In the anxiety group, PARS and CGI-I scores were significantly improved after treatment (change in PARS score: mean = -4.15; P <0.001). More than half (66%) had a clinically significant reduction in symptoms and were therefore “responders.”
Although a time-point-by-group interaction was observed for mean task response time (P <.001), the interaction was insignificant for any regions.

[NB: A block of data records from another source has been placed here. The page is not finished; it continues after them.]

PR #553, opened 2021-02-08
Bug in combine

abuts:
This is simple fix for the bug, being there for ages, and appearing if one have `nochange` mode and number of files is bigger then 8. Do not know how to write a unit test for it as our current tests are checking 6 files, 8 will be more expensive and in a way useless but separate test is difficult to derive.  Performance tests would be caching it.

### DIFF
--- a/horace_core/sqw/file_io/@combine_sqw_pix_job/private/read_pix_for_nbins_block_.m
+++ b/horace_core/sqw/file_io/@combine_sqw_pix_job/private/read_pix_for_nbins_block_.m
@@ -36,6 +36,16 @@ pix_tb=cell(nfiles,n_bin2_process);  % buffer for pixel information
 
 %
 bin_filled = false(n_bin2_process,1);
+if ischar(run_label)
+    if strcmpi(run_label,'nochange')
+        run_label = filenum; % will not be used, just to keep common 
+        % interface to split_pix_per_bin_
+    else
+        error('READ_PIXELS:invalid_argument',...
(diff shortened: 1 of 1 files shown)


horace_core/sqw/file_io/@combine_sqw_pix_job/private/read_pix_for_nbins_block_.m
```diff
@@ -36,6 +36,16 @@
 
 %
 bin_filled = false(n_bin2_process,1);
+if ischar(run_label)
```
nickbattam-tessella, line 39: Are there tests that run with/without `nochange` runlabel to confirm the change from passing the n-th letter of the word to the n-th filenum works?

abuts: I do not think so. I am actually not sure that there are separate tests for `write_nsqw_to_sqw` at all. Have to check

abuts: No separate tests -- only as part of gen_sqw

nickbattam-tessella (approved):
The change looks sensible and addresses the issue resulting from the char 'nochange' being interpreted as an array in later loop.

As there are no tests confirming that the char case is trapped, what consequence of the error being raised is, or that passing a filenumber (from the substituted array) rather than the character will give the desired outcome it's impossible to assess wider impact of the change in other edgecases.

The pretreatment scan showed participants with anxiety was significantly slower to respond among conditions compared to the control group (∼69 ms; P <0.001) and had a larger difference than observed in the posttreatment scan ∼42 ms; P =0.03; estimated difference, ∼27 ms; P <.001).
“Previous work in youths with anxiety disorders has shown that greater activation in prefrontal regions to angry faces predicts better treatment response across CBT and pharmacological treatment,” investigators wrote. “Given the mixed findings, further work is needed.”
After treatment, 13 regions showed activity normalization, particularly the fronto-parietal network regions including left and right supplementary motor area, middle frontal gyrus, and superior parietal lobule.
In contrast, the regions of the temporal gyri (superior and inferior), the left and right inferior, the parietal lobule, and the middle occipital gyrus had no pretreatment differences between the anxiety and control groups. A posttreatment scan showed the anxiety group had significantly less activation compared to the controls.
Regions that had hyperactivation before treatment but did not normalize after the treatment in the anxiety group were the left and right motor cortex, the right amygdala/parahippocampal gyrus, and lateral anterior frontal areas.
Limitations the investigators highlighted included not being able to use a control arm of unmedicated youths with anxiety due to restrictions made by their institution’s review board, the possibility of heterogeneity since they used 2 different randomized trials for data, not using newer network-based analytical techniques instead of established whole-brain procedures to examine task activation patterns, and lastly few of the participants in the high-risk sample met the criteria for anxiety disorder at the time of the scan.
“The data from this study reveal neural mechanisms that change following the acute effects of CBT for pediatric anxiety, as well as potential subcortical and cortical targets that remain dysfunctional after 12 weeks of CBT,” investigators wrote. “Future work may benefit from directly targeting subcortical, automatic, and biased processing to enhance CBT treatment response.”